** Brief **
Report every line of the entries that contains the word "position".

• • •

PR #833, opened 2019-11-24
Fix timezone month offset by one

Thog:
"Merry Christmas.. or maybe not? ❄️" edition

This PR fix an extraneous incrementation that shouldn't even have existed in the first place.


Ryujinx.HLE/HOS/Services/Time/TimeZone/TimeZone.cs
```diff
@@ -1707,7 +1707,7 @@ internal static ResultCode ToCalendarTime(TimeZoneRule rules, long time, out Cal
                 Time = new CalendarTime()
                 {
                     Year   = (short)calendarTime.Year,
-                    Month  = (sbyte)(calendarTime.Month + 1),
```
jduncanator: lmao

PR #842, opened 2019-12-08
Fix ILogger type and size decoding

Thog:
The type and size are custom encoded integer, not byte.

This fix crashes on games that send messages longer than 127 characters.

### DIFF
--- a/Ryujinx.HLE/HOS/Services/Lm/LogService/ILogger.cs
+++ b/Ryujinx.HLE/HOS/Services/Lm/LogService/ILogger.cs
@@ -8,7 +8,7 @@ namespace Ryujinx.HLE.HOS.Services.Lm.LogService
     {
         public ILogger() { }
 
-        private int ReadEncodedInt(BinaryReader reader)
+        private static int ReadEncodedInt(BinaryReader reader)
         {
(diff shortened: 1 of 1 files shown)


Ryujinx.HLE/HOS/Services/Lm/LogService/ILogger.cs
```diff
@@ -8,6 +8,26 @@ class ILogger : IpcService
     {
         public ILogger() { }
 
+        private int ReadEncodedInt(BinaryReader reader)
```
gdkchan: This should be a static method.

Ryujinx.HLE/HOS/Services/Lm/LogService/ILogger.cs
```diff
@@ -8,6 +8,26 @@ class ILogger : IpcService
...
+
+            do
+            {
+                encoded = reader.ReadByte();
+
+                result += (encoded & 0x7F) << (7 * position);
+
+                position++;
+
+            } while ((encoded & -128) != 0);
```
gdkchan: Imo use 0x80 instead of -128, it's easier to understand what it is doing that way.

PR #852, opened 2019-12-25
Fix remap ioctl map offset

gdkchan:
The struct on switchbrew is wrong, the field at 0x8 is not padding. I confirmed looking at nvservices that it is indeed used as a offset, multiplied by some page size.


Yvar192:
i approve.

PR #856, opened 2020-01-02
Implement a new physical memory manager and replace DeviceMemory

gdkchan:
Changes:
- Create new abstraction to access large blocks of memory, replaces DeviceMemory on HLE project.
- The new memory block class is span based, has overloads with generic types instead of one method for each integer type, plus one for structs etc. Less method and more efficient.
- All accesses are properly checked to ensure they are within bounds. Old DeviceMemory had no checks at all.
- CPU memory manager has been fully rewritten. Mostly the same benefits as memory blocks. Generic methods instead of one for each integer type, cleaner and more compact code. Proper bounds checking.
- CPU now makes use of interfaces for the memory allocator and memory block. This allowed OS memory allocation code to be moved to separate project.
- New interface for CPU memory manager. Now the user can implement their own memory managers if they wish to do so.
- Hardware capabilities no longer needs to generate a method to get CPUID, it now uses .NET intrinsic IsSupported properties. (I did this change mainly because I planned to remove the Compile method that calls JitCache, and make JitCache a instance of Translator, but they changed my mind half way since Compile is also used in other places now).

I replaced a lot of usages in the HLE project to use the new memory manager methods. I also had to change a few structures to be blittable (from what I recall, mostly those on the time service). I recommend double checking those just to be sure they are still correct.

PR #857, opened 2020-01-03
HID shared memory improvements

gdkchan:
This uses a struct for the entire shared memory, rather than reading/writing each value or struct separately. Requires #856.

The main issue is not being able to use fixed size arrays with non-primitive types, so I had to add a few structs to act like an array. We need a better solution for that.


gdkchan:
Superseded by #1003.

• • •

** Exercise result **
+                result += (encoded & 0x7F) << (7 * position);
+                position++;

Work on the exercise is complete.